Objectives: 1) to investigate specific 5-HT1 receptor subtypes that modulate maternal separation-induced USVs in mice; 2) to assess the behavioral specificity of these effects; and 3) to compare 5-HT1 agonists with a positive neurosteroid modulator of the GABA(A) receptor complex.
Methods: Seven-day old CFW mouse pups were isolated from their littermates and placed onto a 20 degrees C surface for 4 min. USVs between 30 and 80 kHz, grid crossing, and rectal temperature were measured in separate groups of mouse pups following subcutaneous administration of 5-HT1A and 5-HT1B receptor agonists and antagonists, the neurosteroid allopregnanolone, or the benzodiazepine midazolam.

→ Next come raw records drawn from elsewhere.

PR #3436, opened 2023-09-21
[CALCITE-5984] Allow disabling field trim via `SqlToRelConverter` config

WegdanGhazi:
[CALCITE-5984](https://issues.apache.org/jira/browse/CALCITE-5984) Allow disabling field trim via `SqlToRelConverter` config

Use the value of `isTrimUnusedFields` set to  `SqlToRelConverter.Config` to determine whether to trim unused fields, making it possible to completely disable trimming. 

As seen [here](https://github.com/apache/calcite/blob/454899a451d90726affdddfa75b1de24904d3072/core/src/main/java/org/apache/calcite/prepare/Prepare.java#L376), the Prepare#trim function creates a new instance of `SqlToRelConverter.Config`, overwriting existing `isTrimUnusedFields` settings.

This PR fixes this by checking the boolean `trimUnusedFields` before calling `#trim`.

Unit tests were added to ensure that trimming can be completely disabled by controlling:
1. Disabling `isTrimUnusedFields` on  `SqlToRelConverter.Config`.
2. Removing `TrimFieldsProgram` from the initialization of the optimization program.

### DIFF
--- a/core/src/main/java/org/apache/calcite/prepare/Prepare.java
+++ b/core/src/main/java/org/apache/calcite/prepare/Prepare.java
@@ -293,10 +293,12 @@ public abstract class Prepare {
       root = root.withRel(decorrelate(sqlToRelConverter, sqlQuery, root.rel));
     }
 
-    // Trim unused fields.
-    root = trimUnusedFields(root);
+    if (configHolder.get().isTrimUnusedFields()) {
+      // Trim unused fields.
+      root = trimUnusedFields(root);
 
-    Hook.TRIMMED.run(root.rel);
+      Hook.TRIMMED.run(root.rel);
+    }
 
     // Display physical plan after decorrelation.
     if (sqlExplain != null) {
--- a/core/src/main/java/org/apache/calcite/tools/Programs.java
+++ b/core/src/main/java/org/apache/calcite/tools/Programs.java
@@ -250,11 +250,12 @@ public class Programs {
 
   /** Returns the standard program used by Prepare. */
   public static Program standard() {
-    return standard(DefaultRelMetadataProvider.INSTANCE);
+    return standard(DefaultRelMetadataProvider.INSTANCE, true);
   }
 
   /** Returns the standard program with user metadata provider. */
-  public static Program standard(RelMetadataProvider metadataProvider) {
+  public static Program standard(RelMetadataProvider metadataProvider,
+      boolean enableFieldTrimming) {
     final Program program1 =
         (planner, rel, requiredOutputTraits, materializations, lattices) -> {
           for (RelOptMaterialization materialization : materializations) {
@@ -278,7 +279,8 @@ public class Programs {
           return rootRel3;
         };
 
-    return sequence(subQuery(metadataProvider),
+    List<Program> programs =
+        Lists.newArrayList(subQuery(metadataProvider),
         new DecorrelateProgram(),
         new TrimFieldsProgram(),
         program1,
@@ -286,6 +288,10 @@ public class Programs {
         // Second planner pass to do physical "tweaks". This the first time
         // that EnumerableCalcRel is introduced.
         calc(metadataProvider));
+
+    programs.removeIf(program -> !enableFieldTrimming && program instanceof TrimFieldsProgram);
+
+    return new SequenceProgram(ImmutableList.copyOf(programs));
   }
 
   /** Program backed by a {@link RuleSet}. */
--- a/core/src/main/java/org/apache/calcite/tools/Programs.java
+++ b/core/src/main/java/org/apache/calcite/tools/Programs.java
@@ -254,6 +254,11 @@ public class Programs {
   }
 
   /** Returns the standard program with user metadata provider. */
+  public static Program standard(RelMetadataProvider metadataProvider) {
+    return standard(metadataProvider, true);
+  }
+
+  /** Returns the standard program with user metadata provider and enableFieldTrimming config. */
   public static Program standard(RelMetadataProvider metadataProvider,
       boolean enableFieldTrimming) {
     final Program program1 =
--- a/core/src/test/java/org/apache/calcite/test/JdbcTest.java
+++ b/core/src/test/java/org/apache/calcite/test/JdbcTest.java
@@ -47,10 +47,13 @@ import org.apache.calcite.linq4j.Ord;
 import org.apache.calcite.linq4j.QueryProvider;
 import org.apache.calcite.linq4j.Queryable;
 import org.apache.calcite.linq4j.function.Function0;
+import org.apache.calcite.plan.RelOptLattice;
+import org.apache.calcite.plan.RelOptMaterialization;
 import org.apache.calcite.plan.RelOptPlanner;
 import org.apache.calcite.plan.RelOptUtil;
 import org.apache.calcite.prepare.CalcitePrepareImpl;
 import org.apache.calcite.prepare.Prepare;
+import org.apache.calcite.rel.RelNode;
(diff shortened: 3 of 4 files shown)


core/src/main/java/org/apache/calcite/prepare/Prepare.java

Results: The 5-HT1A agonists (+)8-OH-DPAT (0.01-0.1 mg/kg) and flesinoxan (0.3-1.0 mg/kg), the selective 5-HT1B agonist CP-94,253 (0.03-30.0 mg/kg), and the mixed 5-HT1B/2C receptor agonist TFMPP (0.1-10.0 mg/kg) dose-dependently reduced USVs. These effects were reversed by the 5-HT1A receptor antagonist WAY 100,635 (0.1 mg/kg) or the 5-HT1B/D receptor antagonist GR 127935 (0.1 mg/kg). The effects of TFMPP were biphasic; low doses (i.e. 0.01 and 0.03 mg/kg) increased the rate of vocalization. Midazolam and allopregnanolone also reduced USVs. The highest doses of flesinoxan, (+)8-OH-DPAT, and allopregnanolone suppressed locomotion, whereas CP-94,253, TFMPP, and midazolam stimulated motor activity.
Conclusions: These experiments confirm that agonists at the 5-HT1 receptors and a positive allosteric modulator of the GABA(A) receptor complex decrease maternal separation-induced USVs in mice, with 5-HT1B manipulations dissociating the effects on vocalizations from sedative effects.